Democracy Supports Hypocrisy
Hypocrisy: pretending to have qualities or beliefs you do not
To get away with saying one thing and doing another, it helps to put some distance between your words and acts. It may not work to say “I always give to panhandlers I pass on the street” as you pass, and ignore, a panhandler on the street. You might prefer to say that at another time and place, or to say something more abstract, with muddier implications about your specific behavior.
Further distance can come from hiring an agent to act for you. If your instructions are vague and you reserve the discretion to fire an agent for ambiguous reasons, then you can claim you wanted your agent to do X, while making sure your agent understands that you really reward Y. If your agent is caught clearly doing Y, you can fire and disavow them. This works especially well if you can implicitly threaten an even stronger punishment if your fired agent tells folks you made it clear you wanted Y.
The more important an agent is to you, and more attention you pay to that agent, the less believable it is that you were unaware of large deviations between X and Y. So maximal hypocrisy can be achieved via the agents to which we pay the least attention. And this is where democracy shines: the very structure of a large election ensures you the voter had very little incentive to pay attention. Since you had almost no chance to change the outcome, you of course didn’t pay great attention. But you can still act outraged should an elected politician do Y when he said he would X. Shame on him, for exploiting poor ignorant you.
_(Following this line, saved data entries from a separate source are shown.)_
PR #2867, opened 2020-10-21
changed: run tests on 4 processors

bska:
more than 4 is problematic on some build machines


bska:
Self-merging in my capacity as OPM 2020.10 Release Manager.

PR #2871, opened 2020-10-23
changed: compile each flow simulator as a object library

akva2:
increases parallelism

@atgeirr check if this works better for you.

### DIFF
--- a/CMakeLists.txt
+++ b/CMakeLists.txt
@@ -229,9 +229,14 @@ set_property(TARGET moduleVersion PROPERTY POSITION_INDEPENDENT_CODE ON)
 # but this is not exposed in a super-build.
 add_dependencies(moduleVersion opmsimulators)
 
-add_library(flow_libblackoil OBJECT flow/flow_ebos_blackoil.cpp)
+set(FLOW_TGTS)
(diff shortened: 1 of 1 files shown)


akva2:
jenkins build this please

CMakeLists.txt
```diff
@@ -272,7 +267,7 @@ opm_add_test(flow_blackoil
   LIBRARIES opmsimulators
   SOURCES
   flow/flow.cpp
-  flow/flow_ebos_blackoil.cpp
+  $<TARGET_OBJECTS:flow_libblackoil>
```
atgeirr, line 270: Was not this target removed?

atgeirr (commented):
My compile time was reduced, although not quite as much as I hoped. I still think the change has merit on its own, as it simplifies the cmake code.

I have a question regarding the flow_libblackoil target.

CMakeLists.txt
akva2: Nope. It's added in the loop (now there's one such target for each flow simulator).

atgeirr: Thanks, now I got it!

PR #2874, opened 2020-10-26
 WIP Add flow_dyn

totto82:
Adds a dynamic flow version that only takes number of equations as parameter

The goal is to reduce the number of flow versions i.e reduce compile time

The drawback is a slight overhead in the run time. Initial testing indicates
1) Extra cost of using dynamic mappings and if evaluations < 1% for norne
2) Extra cost of adding enableSolvent unconditionally for norne. ~5%. The solvent code is never called and the number of equation is still 3, but the intensive quantities size is increased to carry solvent related stuff. 
3) Extra cost of using dynamic flow for oil-water olympus. ~2%..  The dynamic flow currently always allocating three phases in the fluid state. 

This should neither alter the results nor the runtime for flow.

Some optimization could potentially further reduce the overhead associated with the dynamic blackoil indices code.

Depends on OPM/opm-models#631

### DIFF
--- a/CMakeLists.txt
+++ b/CMakeLists.txt
@@ -22,6 +22,7 @@ option(SIBLING_SEARCH "Search for other modules in sibling directories?" ON)
 set( USE_OPENMP_DEFAULT OFF ) # Use of OpenMP is considered experimental
 option(BUILD_FLOW "Build the production oriented flow simulator?" ON)
 option(BUILD_FLOW_BLACKOIL_ONLY "Build the production oriented flow simulator only supporting the blackoil model?" OFF)
+option(BUILD_FLOW_DYN "Build the flow simulator with dynamic indicies?" OFF)
 option(BUILD_FLOW_VARIANTS "Build the variants for flow by default?" OFF)
 option(BUILD_EBOS "Build the research oriented ebos simulator?" ON)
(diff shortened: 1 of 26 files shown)


joakim-hove:
I kind of like the current compile time?!

totto82:
> I kind of like the current compile time?!

It may not be worth the extra complication and overhead in the code, but the ever increasing number of flow version worried me enough to test an alternative.  I know some colleagues have some more versions in making and also at TNO they are planning more. 

The suggested approach allows for both compile time and dynamic versions so we can get the best from both words.

joakim-hove:
> The suggested approach allows for both compile time and dynamic versions so we can get the best from both words.

Jokes in writing is always difficult; I am positive to any suggestion which can reduce the current compile time!

alfbr:
Cool, I need to let it sink in a bit before fully realizing the implications, but definitely positive from the outset :-)

bska:
@totto82 : If this work is still relevant, how much effort would it be to rebase the patch onto the current master and make the changes necessary&mdash;if any&mdash;to make it run

totto82:
I will close the PR. It was for mostly discussion and testing. I think the bullet 1) above should be carried out. i.e. to avoid compile time determination if it is a gas-water, oil-water or a oil-gas case. The rest should probably not change.

PR #2875, opened 2020-10-26
Extract Correct Connection-Level Rates

bska:
The Polymer, Brine, and Solvent quantities would be extracted from elements `0..#perf-1` of their pertinent container rather than from the elements associated to the particular well.


bska:
Merging into release branch in my role as release manager.

PR #2878, opened 2020-10-28
[testing] clearing well_container_ at timeStepSucceeded()

GitPaean:
it should not be usable for next time step. It caused confusion related to other development. 

Not sure it is doable, so it is testing.

### DIFF
--- a/opm/simulators/wells/BlackoilWellModel_impl.hpp
+++ b/opm/simulators/wells/BlackoilWellModel_impl.hpp
@@ -508,6 +508,8 @@ namespace Opm {
 
         previous_well_state_ = well_state_;
 
+        this->well_container_.clear();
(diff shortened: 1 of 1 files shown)


GitPaean:
jenkins build this please

GitPaean:
The failures (if confirmed) are possibly because that well models are used for some purposes after `timeStepSucceeded` or `endTimeStep`, it can be group control, UDQ, THP ..... At the same time, many other tests are not affected. 

Most likely, we should be able to correct the failures, hopefully the right thing to do.

GitPaean:
jenkins build this please

GitPaean:
for testing.

GitPaean:
jenkins build this please

PR #2884, opened 2020-10-30
Solve the well model twice as a preprocessing step

totto82:
After the first solve the explicit quantities are updated and the well model solved again
This options was earlier only used at the initial step

### DIFF
--- a/opm/simulators/wells/BlackoilWellModel_impl.hpp
+++ b/opm/simulators/wells/BlackoilWellModel_impl.hpp
@@ -81,8 +81,6 @@ namespace Opm {
 
         gravity_ = ebosSimulator_.problem().gravity()[2];
 
-        initial_step_ = true;
-
         // add the eWoms auxiliary module for the wells to the list
         ebosSimulator_.model().addAuxiliaryModule(this);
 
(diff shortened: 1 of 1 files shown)


blattms:
out of curiosity: Does this result in better convergence/performance, etc.?

totto82:
> out of curiosity: Does this result in better convergence/performance, etc.?

On norne the effect on runtime is small. For larger cases I don't know. The motivation for the change is to get more accurate results. But It should not hurt for the convergence either I think.

alfbr:
Thanks, will test!

alfbr:
benchmark please

ytelses:
Benchmark result overview: 




| opm-git | OPM Benchmark: flow_mpi_extra - Threads: 1 | 1.005    |
| opm-git | OPM Benchmark: flow_mpi_extra - Threads: 8 | 1.005    |
| opm-git | OPM Benchmark: flow_mpi_norne - Threads: 1 | 1.016    |
| opm-git | OPM Benchmark: flow_mpi_norne - Threads: 8 | 1.005    |



View result details @ https://www.ytelses.com/opm/?page=result&id=941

The larger the election, the better your excuse, because the weaker your incentive to pay attention. Longer tenures also help, as does divided government. If you voted on hundreds of different offices, and did that ten years ago, how can you be very responsible for what any one of them did today?
Legal courts controlled at arms-length by large divided democratic governments seem a perfect storm for hypocrisy. How can you be blamed for what some judge does, if he is only influenced indirectly by appellate courts, that are influenced by a supreme court, who were chosen decades ago by random politicians. Surely you can’t be blamed when wannabe immigrants bodies pile up in the desert, when your troops slaughter foreigners in their streets, or when police use brutal street justice to keep your peace. It must have been corrupt politicians or bureaucrats, or evil voters from the other party, or bought-off media, or just anyone but you; you surely intended nothing of the sort.